Explained
Rate limiting is how servers protect themselves from abuse. Every public-facing API and website caps the number of requests a single client can send in a window — `100 requests per IP per minute`, `5000 requests per API key per hour`, `30 logins per account per day`. When a client exceeds the cap, the server returns a 429 Too Many Requests response (or in some cases just silently slows replies, queues the request, or starts serving CAPTCHAs).
For scraping and data-collection workloads, rate limiting is the operational floor that determines how fast you can go. The naive solution — sending fewer requests — caps your throughput. The real solution is to distribute requests across many identifiers (IPs, accounts, session IDs) so that no single identifier exceeds its cap. That's the entire reason residential proxies exist as a product category.
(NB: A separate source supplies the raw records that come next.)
PR #597, opened 2022-04-25
Buf: Update paths to more idiomatic folder locations

tiero:
TL;DR

- Dropped `go` folder inside `gen`
- Moved swagger stuff inside same folder with other stubs under `gen`


sekulicd (commented):
From my POV, swagger.json is api spec and maybe has more sense to be located with other spec files(protobuf) or maybe to some other location like /api-spec/swagger, then in same location as go generated stubs, beside that ACK.

Makefile
```diff
@@ -22,7 +22,7 @@ build-tdexdconnect:
 proto: proto-lint
```
sekulicd, line 22: We should add external dep download cmd's (buf mod update & buf build), also find it useful to run go mod tidy in the end, so my suggestion would be:

```
## proto: compile proto files
proto: proto-lint
	@echo "Compiling stubs..."
	@cd api-spec/protobuf; buf mod update; buf build
	@buf generate buf.build/tdex-network/tdex-protobuf
	@buf generate
	@make install
```

altafan (approved):

sekulicd (approved):
ACK

PR #388, opened 2018-09-24
Fixes #21764 - Add Location and Description Fields

akshay-mendhe:
Adds Location and Description Field for Host Command

### DIFF
--- a/lib/hammer_cli_foreman/host.rb
+++ b/lib/hammer_cli_foreman/host.rb
@@ -34,6 +34,8 @@ module HammerCLIForeman
         field :ip, _("IP")
         field :mac, _("MAC")
         field :global_status_label, _("Global Status")
+        field nil, _("Location"), Fields::SingleReference, :key => :location, :hide_blank => true
+        field :comment, _("Additional Information")
       end
 
       build_options :without => [:include, :thin]
--- a/test/unit/host_test.rb
+++ b/test/unit/host_test.rb
@@ -23,7 +23,7 @@ describe HammerCLIForeman::Host do
       let(:expected_record_count) { count_records(cmd.resource.call(:index)) }
 
       it_should_print_n_records
-      it_should_print_columns ["Id", "Name", "Operating System", "Host Group", "IP", "MAC", "Global Status"]
+      it_should_print_columns ["Id", "Name", "Operating System", "Host Group", "IP", "MAC", "Global Status", "Location"]
     end
 
   end


akshay-mendhe:
Added Location field, but what should be there in Description field?

akshay-mendhe:
We can show column "additional information" about host if there is any additional information given while creating host.

mbacovsky:
@akshay-mendhe thank you for the contribution and sorry for not responding for so long. 
The code looks good and I appreciate the test updated. Adding new fields to `host list` is quite sensitive task as it may make the list too wide and difficult to use. 

The long term plan is to make the fields configurable to better match the users needs. While the feature is being worked on (https://github.com/theforeman/hammer-cli/pull/276) currently I'd prefer to wait and update this PR to leverage the new feature when it is merged. I'll update here when that happens. Would that be acceptable?

akshay-mendhe:
Yes, sure Thanks @mbacovsky

mbacovsky:
@chris1984 as I wrote above, extending the host list width is quite sensitive. Especially adding the description will lead to line wraps in the middle and unreadable output. I hope we will merge https://github.com/theforeman/hammer-cli/pull/276 next week and unblock this with new possibilities.

ofedoren:
@mbacovsky, https://github.com/theforeman/hammer-cli/pull/276 is merged, what was your suggestion?

mbacovsky:
My suggestion now is to add the new fields only to ALL set so that the fields are not present in the DEFAULT set:
```ruby7
field nil, _("Location"), Fields::SingleReference, :key => :location, :hide_blank => true, :sets => ['ALL']
field :comment, _("Additional Information"), nil, :sets => ['ALL']
```
then
`hammer host list` won't print them while `hammer host list --fields ALL` will do.
Also the original issue speaks about the organization too so it can be added as well.

mbacovsky:
Note the `--fields` feature require https://github.com/theforeman/hammer-cli/pull/307 to work as expected.

mbacovsky:
@akshay-mendhe could you please rebase and check my previous comments? Would it work for you?

kgaikwad:
@mbacovsky, 
It would be good if we create new pull-request with suggested changes and close this one on behalf of new.  Would it be possible for you? or let me know I will create one.

mbacovsky:
@kgaikwad if that works for you I'm okay with that.

kgaikwad:
@mbacovsky, 
Can we close this pull-request on behalf of [PR-423](https://github.com/theforeman/hammer-cli-foreman/pull/423)?

mbacovsky:
@kgaikwad thanks for the new PR! Closing this one.

PR #391, opened 2018-10-03
Fixes #14832 - Request password regardless of redirection

ofedoren:
Requires https://github.com/theforeman/hammer-cli/pull/289

### DIFF
--- a/lib/hammer_cli_foreman/api/interactive_basic_auth.rb
+++ b/lib/hammer_cli_foreman/api/interactive_basic_auth.rb
@@ -1,5 +1,3 @@
-require 'highline/import'
-
 module HammerCLIForeman
   module Api
     class InteractiveBasicAuth < ApipieBindings::Authenticators::BasicAuth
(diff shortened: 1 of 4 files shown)


mbacovsky:
@ofedoren, thanks for the patches! It works fine. I think we should convert also the other places where we use `ask`:
- https://github.com/theforeman/hammer-cli-foreman/blob/1388c96fae176950ed8c9bfcd82e137f0079b88c/lib/hammer_cli_foreman/hostgroup.rb#L24
- https://github.com/theforeman/hammer-cli-foreman/blob/cef2d066ead6789dd08656466c8d614463b948b1/lib/hammer_cli_foreman/option_sources/user_params.rb#L46
- https://github.com/theforeman/hammer-cli-foreman/blob/1b8d8237d55661e2c956b3a6052688367bfee559/lib/hammer_cli_foreman/hosts/common_update_options.rb#L50

Those are all I've found in our codebase

ofedoren:
Updated.

@mbacovsky thanks a lot! Somehow I've missed those parts.

mbacovsky:
:+1: Looks good now! Thanks @ofedoren.

PR #397, opened 2018-11-21
Fixes #11431 - Include information about search fields

ofedoren:
requires [Extensible commands](https://github.com/theforeman/hammer-cli/pull/291).


tstrachota:
Nice improvement @ofedoren. I'd prefer if the parent list command would detect that metadata are present and add the "Search fields" help section automatically without the need to call `extend_with` on each and every list command. To me this is more important than using plugin extensions here.

ofedoren:
@tstrachota, thanks! I agree that the previous approach was not quite good. Is that better now?

ofedoren:
@tstrachota, updated. Thanks for your suggestions! I thought about `One of: <values>` instead of `Values: <values>`, but I think this is good enough as well.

Server-side rate limiting algorithms come in a few shapes. Token bucket lets the client accumulate tokens at a steady rate up to a cap, allowing bursts up to the cap size. Sliding window counts requests in a moving time window, smoothing the cap. Fixed window resets the count at clock boundaries (per minute, per hour). Each has different implications for how scrapers should pace requests.
How It Works
On every incoming request, the server identifies the client (by IP, API key, account ID, or session token) and checks a counter for that identifier in the current window. If the counter is under the limit, the request goes through and the counter increments. If the counter is over the limit, the server returns 429 with a `Retry-After` header indicating how long to wait.
Most large APIs use a combination of identifiers: the same IP and account hit different counters with different limits. Cloudflare's rate-limit rules, for example, can scope a limit by IP, by URL path, by session, or by any combination. Some advanced systems use leaky-bucket or sliding-window-counter variants for smoother enforcement.